**Task statement**
Among the lines of the records, find all that carry the word "already" and copy them.

Stored data entries

PR #608, opened 2021-10-15
Add in Modification Toolbar. Flip Horizontal Flip Vertical

tatarize:
Adds in a Modification Toolbar. Can be turned on provides flip horizontal and flip vertical buttons.


tatarize:
Just how toolbars work in AUI. -- Added right click flip and mirror to the normal menus as well.

Sophist-UK:
> The toolbar menus work like that. They only add to toolbar parts.

So toolbars are different from panes? This is probably a naive question, but can we not do it all as panes so that they act the same? Otherwise this is not intuitive to the user.

tatarize:
The toolbars differ from panes but they actually do interesting things that panes don't. You can put them at the side going down etc. They are generally quite nice. Yeah, went ahead and gave them a flip submenu.

PR #613, opened 2021-10-17
Improve Optimization

tatarize:
* Truncates search closest distance is already zero.
* Initially sets first attempt point to next cutobject in the original path (which is usually coincident).

Testing the code seemed to have reduced the speed of a test file from 2.6 to 2.4 seconds. May need additional profiling to figure out what is taking the bulk of the time and reduce that.

### DIFF
--- a/meerk40t/core/planner.py
+++ b/meerk40t/core/planner.py
@@ -1142,28 +1142,46 @@ def short_travel_cutcode(context: CutCode):
     while True:
         closest = None
         backwards = False
-        closest_length = distance = float("inf")
-        for cut in context.candidate():
-            s = cut.start()
-            s = complex(s[0], s[1])
-            d = abs(s - curr)
-            l = cut.length()
-            if d < distance or (d == distance and (backwards or l < closest_length)):
-                distance = d
-                backwards = False
-                closest = cut
-                closest_length = l
-            if cut.reversible():
-                e = cut.end()
-                e = complex(e[0], e[1])
-                d = abs(e - curr)
-                if d < distance or (d == distance and backwards and l < closest_length):
-                    distance = d
+        closest_length = float("inf")
+        if ordered:
+            last_segment = ordered[-1]
+            if last_segment.normal:
+                # Attempt to initialize value to next segment in subpath
+                cut = last_segment.next
+                if cut and cut.permitted:
+                    closest = cut
+                    closest_length = abs(closest.start() - curr)
+                    backwards = False
+            else:
+                # Attempt to initialize value to previous segment in subpath
+                cut = last_segment.previous
+                if cut and cut.permitted:
+                    closest = cut
+                    closest_length = abs(closest.end() - curr)
                     backwards = True
+        distance = closest_length
+        if distance > 1e-5:
+            for cut in context.candidate():
+                s = cut.start()
+                s = complex(s[0], s[1])
+                d = abs(s - curr)
+                l = cut.length()
+                if d < distance or (d == distance and (backwards or l < closest_length)):
+                    distance = d
+                    backwards = False
                     closest = cut
                     closest_length = l
-            if distance <= 1e-5:
-                break  # Distance is zero, we cannot improve.
+                if cut.reversible():
+                    e = cut.end()
+                    e = complex(e[0], e[1])
+                    d = abs(e - curr)
+                    if d < distance or (d == distance and backwards and l < closest_length):
+                        distance = d
+                        backwards = True
+                        closest = cut
+                        closest_length = l
+                if distance <= 1e-5:
+                    break  # Distance is zero, we cannot improve.
         if closest is None:
             break
         closest.permitted = False


Sophist-UK:
P.S. We would need to test the timing, but it might be quicker to find the shortest travel by creating a full list of candidates with entries for both directions (in both directions) and using `list.sort` to calculate the distances, like this:
```
cuts = []
for cut in context.candidate():
    cuts.append((abs(cut.start() - curr), False, cut))
    if cut.reversible():
        cuts.append((abs(cut.end() - curr), True, cut))
cuts.sort()
cut = candidates[0][2]
```
The sort is a single bytecode instruction, so it is effectively done by C-code rather than python interpreted code.

Sophist-UK:
P.P.S 

1. If python `sort` is faster (running single threaded) then it should be simple enough to extend this concept to do the sort in numpy (which may be able to take advantage of (e.g. 8) multiple cores) or even in a GPU equivalent of numpy (if the user has a suitable GPU - taking advantage of e.g. several hundred cores). 

2. The speed improvement from your new algorithm is going to be greatest with SVGs which are not already optimised - i.e. where subpaths have a large number of pathsegments. 

I have several examples of these - some of mine (which I had to optimise by hand in inkscape to make them optimise in MK in a reasonable time) and some from a user who was complaining of unacceptably lengthy optimise times.

We are out for the day tomorrow (we have a friend staying and are going on a day long boat trip on the local nature reserve ocean lagoon) but I should be able to measure performance soonish. (If you want my test files to time them yourself, I am happy to send them to you. Indeed, I may just do that before I turn in anyway.)

tatarize:
> Otherwise this is pretty much the same algorithm I had in mind. smiley
> I will test it tomorrow with a file I have that has lots and lots of very short segments and takes over a minute to optimise.

I know, because as I said, the suggestion you had for your 1 and 2 is inelegant. If we abort part way through and offer up the next correct value first we get a general algorithm that combines them.

> P.S. We would need to test the timing, but it might be quicker to find the shortest travel by creating a full list of candidates with entries for both directions (in both directions) and using list.sort to calculate the distances, like this:

Testing the timing was a kick in the teeth. My test file which is actually pretty reasonable weighed in my favor went from 2.6 to 2.4 seconds cutting the timing needed for the brute force greedy algorithm to merely a fraction of what it was before. The typical case is find the nearest point and when that point is on a new path it will basically just walk that contiguous path without any tests needing to be run. But, that means *most* of the time isn't in the optimization, and I honestly don't know what this thing is doing. Pycharm has some profiler plugins but most of the profile things are for Professional and I run Community though there might be some others. But, the fact remains I do not know what is sapping my time. My tweak should have speed things up by like 80%-90% but it sped it up by 8% so like dark matter in the universe I don't know what's up with 90% of this. It seems like even if I went and wrote a fancy acceleration structure to solve this faster or even switched to an optimized two-op thing or something I would just be hyper-optimizing the remaining like 2% here.

> PPS.

Even my cursory timing tests show that yes, I bypassed most of the searches it's doing far fewer of these. But, it's also exposed that weirdly little of this is anything to do with this sped up section since it saved literally 0.2 seconds or so. I thought maybe the quick thing where I wrote the next-previous matters but that came down at around 0 seconds. So I think further optimizations here might be somewhat pointless unless they are to whatever section of the code is *actually* responsible.

Sophist-UK:
I decided I had to know:

Bat body - main 77s, your new code 9s (yes nine).
Bat wings - main 51s, your new code 3s
47 edit - your new code 127s (I didn't bother trying on current main but I assume it will be c. 18mins)
Mario - got to 200s on your new code and killed it.

So your new code is c. an order of magnitude faster on badly optimised files.

But I also thought it might be useful for a quick before and after test on the different types of paths in the bat body file. So I tested an optimise on only the engraves (many short subpaths) and the cuts (two closed subpaths) for both the file I sent you and my manually optimised version of the cuts.

Engraves (not manually optimised)
Original file	(218 subpaths, 4689 path segments): main 61s, your new code 5s
Optimised file	(218 subpaths, 4689 path segments): main 74s, your new code 6s

As expected both files were the same. But new code was an order of magnitude faster.

Cuts (manually optimised)
Original file	(2 subpaths, 1160 segments): main 5s, your new code maybe 0.5s
Optimised file	(2 subpaths, 102 segments): main maybe 0.5s, your new code maybe 0.25s

So still noticeably faster for both original and manually optimised (and much shorter) paths.

I also did a quick test of using list sort and it was slower for the Sander files and not noticeably different for the Bat Body files. I tried a couple of optimisations and they didn’t help, so let’s forget that idea and take the win we have.

Sophist-UK:
> I know, because as I said, the suggestion you had for your 1 and 2 is inelegant. If we abort part way through and offer up the next correct value first we get a general algorithm that combines them.

It's easy for me to say after the event, but your implementation was pretty much what I had in mind and was attempting to describe. We follow a path if we are on it and segments are joined, otherwise we find the shortest travel.

PR #617, opened 2021-10-19
Implements 2-opt in numpy

tatarize:
Calls and quickly returns `short_travel_cutcode_2opt` from within short_travel_cutcode rather than using the regular code present.

This firstly implements this code to do a 2-opt algorithm and secondly, uses numpy to do it.

* Due to the skipping of the candidate code it does not perform inner first optimizations.
* Due to the numpy requirement it doesn't really work per usual without numpy.

This code should live and die as a draft.  The job here is mostly to show the speed and utility of two-opt implemented in this fashion.

--

Uses code I wrote for vpype: https://github.com/abey79/vpype/commit/7b1fad6bd0fcfc267473fdb8ba2166821c80d9cd this isn't an issue since I wrote that code too. Also, vpype is also MIT licensed.

### DIFF
--- a/meerk40t/core/planner.py
+++ b/meerk40t/core/planner.py
@@ -1193,33 +1193,41 @@ def short_travel_cutcode(context: CutCode, channel=None):
     if channel:
         channel("Executing Greedy Short-Travel optimization")
         channel("Length at start: %f" % context.length_travel(True))
+
     for c in context.flat():
         c.permitted = True
+
     ordered = CutCode()
     while True:
         closest = None
         backwards = False
-        closest_length = float("inf")
+        distance = float("inf")
+
         try:
             last_segment = ordered[-1]
+        except IndexError:
+            pass
+        else:
             if last_segment.normal:
                 # Attempt to initialize value to next segment in subpath
                 cut = last_segment.next
                 if cut and cut.permitted:
                     closest = cut
-                    closest_length = abs(complex(closest.start()) - curr)
+                    distance = abs(complex(closest.start()) - curr)
                     backwards = False
             else:
                 # Attempt to initialize value to previous segment in subpath
                 cut = last_segment.previous
                 if cut and cut.permitted:
                     closest = cut
-                    closest_length = abs(complex(closest.end()) - curr)
+                    distance = abs(complex(closest.end()) - curr)
                     backwards = True
-        except IndexError:
-            pass
-        if closest_length > 1e-5:
-            distance = closest_length
+
+        if distance > 1e-5:
+            if closest:
+                closest_length = closest.length()
+            else:
+                closest_length = float("inf")
             for cut in context.candidate():
                 s = cut.start()
                 if (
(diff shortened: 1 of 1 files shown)


Sophist-UK:
I tried creating a candidate list and sort it to see if it would be faster than the current short_travel_cutcode and it wasn't any faster than the current main. I tried it both creating the candidate list at every need to travel and creating it at the start of the method and removing candidates as they cut. But neither was faster. In both cases it needed to calculate the distance from current point every time it had to find a travel point and this wasn't twice as fast as part of a python sort as the current loop iteration (average half of the candidates) and in the latter case it needed to find and delete same-subpath candidates which was extra overhead. 
 
If I read your code correctly you are implementing 2-opt without greedy (presumably to try it out and to understand the performance implications). It might be worth trying it with and without greedy first to see which is faster. If you prefer I would be happy to try numpy for greedy.

Hopefully we will find that greedy using numpy is faster because it uses all cores when calculating the distances. I am not sure whether numpy can parallise the actual sort, **but** since you only want to find the minimum distance for greedy there is a partial sort (to find the lowest x i.e. 1 value) or perhaps there is a numpy function to find the minimum.

tatarize:
2-opt here should be faster and better optimize the results. Yeah, I'm not doing anything fancy except forcing it in there as a weird step. I might be able to run it parallel to normal optimize or something to have it an option. But, it does a pretty nice thing and prints the times etc.

Sophist-UK:
If 2-opt is faster in most non-trivial situations, then I guess that should be preferred over greedy.

If I remember correctly, I think you said that numpy is pre-requisite with Pillow but optional when you run MK without a gui. Is that correct? If so, then I guess we can test for numpy import at start-up and set a NUMPY_AVAILABLE global variable which we can then use to choose which algorithm to run.

I have never used numpy myself - and don't really know either its capabilities nor which bits are capable of using multiple cores, so I am not really able to understand or review your 2-opt code in detail without doing some research. But if you would like me to do that, I would be happy to put the time in and see if I can suggest potential speed optimisations.

Sophist-UK:
Suppose we did a greedy optimisation, then treated all burns and shortest travels (shortest 80% or shorter than xxxx mil) as fixed in order to try to shorten the longer travels.

Would it help to pre-calculate (using numpy) the distance between all pairs of endpoints of these remaining travels in order to be able to give numpy the data it needs to find the optimum solution?

tiger12506:
Essentially numpy helps you do matrix math. Not all problems can be solved only by affine transformations (ax+c), but those that can be (which can be expressed by vector math) can be made very very fast using SIMD instructions and if it so supports it, direct GPU calculation. (3D graphics is done entirely that way in matrix math). If your problem isn't representable in matrix form, then numpy is useless to you.
The devil is always in the details. If exactly this type of problem were easy to solve, everything would be a multi-core program -- and it isn't.
Good luck, Tat, you're well beyond me. I never liked matrix math much, preferring explicit systems of equations and trig functions over matrices of coefficients and rotation matrices.

tatarize:
I switched this up to checking if numpy is available. In theory this could be checked for correctness if opt_2opt was set to True and then we could default `opt_2opt` to True.

This would potentially allow rather marked improvements for a lot of cases. Since without inner first checked the 2opt algorithm actually works fine.

tatarize:
Hyper-optimized some more stuff there.
Renamed greedy, nearest neighbor. There's other greedy algorithms with stuff.

Since 2-opt suffers other defects with non-reversible paths it is set to false.

tatarize:
I think this might be merge ready. It depends on a couple factors the default 2-opt is off and it fails with a couple methods but since it's defaulted to off that shouldn't really matter. If the defaults for nearest neighbor are good. We're good.

PR #632, opened 2021-10-26
Kernel modifiers

tatarize:
The goal of kernel modifiers is to change the kernel modifier objects to apply not to a single context but to every context. While that context.root settings are often useful there's a need to have general access to certain functionality with certain understandings. These functions should be established before booting the kernel and they should give access to .<modifier> for all contexts of the kernel.

These should be able to be swapped, where `.device` gives the actual device currently loaded, and if there is a swap of this device it should be possible to have anything that watches/listens to the modifiers be notified of the change in case they need to update in some functional way. For example the bed-size should be part of .device and needs to be able to watched for a change here and swap the size of the bed when the .device changes.

This also needs to swap kernel commands, so the kernel commands are actually stored within the modifier and when the active modifier switches the permitted commands also switch. And it needs to swap the rest of the registered values in the kernel, so if we define some panes that are valid for our driver these should be attached to just that `.device`. Then when the device is switched we can go ahead and load a different perspective (aui gui settings and arrangement) altogether and switch the entire setup for meerk40t.

Current under modifiers:
* Bind/Alias: determines the keybinds and aliases for the command line. Very few things would need to know what these are but it would be nice if everything simply could check .bind and access the keybinds regardless of the window or the settings for that window.
* Elements: this is currently well implemented and fundamentally important and strengthening this would be extremely helpful. .element controls the tree currently as well as defining most of the tree commands. If we permit different modifiers from having their own registered space that swaps in the kernel when the modifiers swap it would be easy to give different tree responses depending on the device currently selected.
* Planner: The planner wouldn't need to be swapped but it would be helpful if everything had access to this since the cutcode planner is important and accessing and modifying it matters. This is mostly done with commands currently but there's clearly a need to look into and access the planning data such as spoolers and laserpane.
* Drivers: this is currently rather weakly done and poorly implemented kernel modifiers would be implemented to make these much more coherent.
* Inputs: This is currently weakly implemented and is part of drivers (more or less)
* Output: This is currently weakly implemented and is part of drivers(more or less)
* Spoolers: This is currently well implemented but might be better as part of drivers or parallel to drivers.

Additionally:
* Camera, this likely does not need to be a modifier, it could rather be a modifier aspect for what camera hub points to most of the time.
* CameraHub: this should be properly camera. The utilities here is that camera and camera-hub serve to switch the camera in the camera hub to an active current camera.

There are several places where there are multiple plans or multiple spooler or multiple cameras and we have one things that weakly points at the other things. These more or less call for the altered kernel modifier functionality.

`.device` could, for example call for a device even without a driver set. This would provide device specific functionality like home positions or bed-size or perspective but not require anything that reads the `.device.spooler` information.

### Devices

Devices would allow for a driver switch that would change the tree commands, panes, windows, commands, and anything else dynamically created by the registered values, for example rasterwizard scripts (likely pointless) and a lot of options that can now be dynamically created. Switching a driver would switch the bed size and arrangement of the gui and panes and windows you have access to.

This serves to not only fix some of the issues with how to deal with multiple drivers, but how to deal with multiple drivers with regards to the UI. If somebody wanted to code their own driver, this would allow that to be done much more simply than the current system would ever permit. You would need to define a driver then use devices to initialize them based on the driver-type. And defer some of the functionality there. You would have multiple devices that could swap and these could often have the same driver.

### Rotary

Rotaries could be used in multiple devices or you could have the same device with and without a rotary. The idea here is that you could have a default rotary which consists of just .rotary code that gives you no-rotary information.

Default of the modifier is the unswitched version that isn't swapped out.


tatarize:
This will be revisited with another attempt that is less destructive. There's too much code base to be that violent and expect it to continue working. Rather than changing modifiers, I will add in services which do what the new modifiers were meant to do. So things that genuinely need to switch functionality can do that, offering a service such as .elements at every context or .device or .gui where these services within the kernel are worth accessing and modifying the `registered` dict accordingly.

PR #645, opened 2021-10-29
Further optimize tweaks

Sophist-UK:
Fix a buggette (potentially burning a segment an extra time). 

Stay on current path rather than travel away, if path is not closed i.e. a small gap <= 1/20".


tatarize (approved):
Solid enough changes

**Response area**
* Truncates search closest distance is already zero.
2. The speed improvement from your new algorithm is going to be greatest with SVGs which are not already optimised - i.e. where subpaths have a large number of pathsegments. 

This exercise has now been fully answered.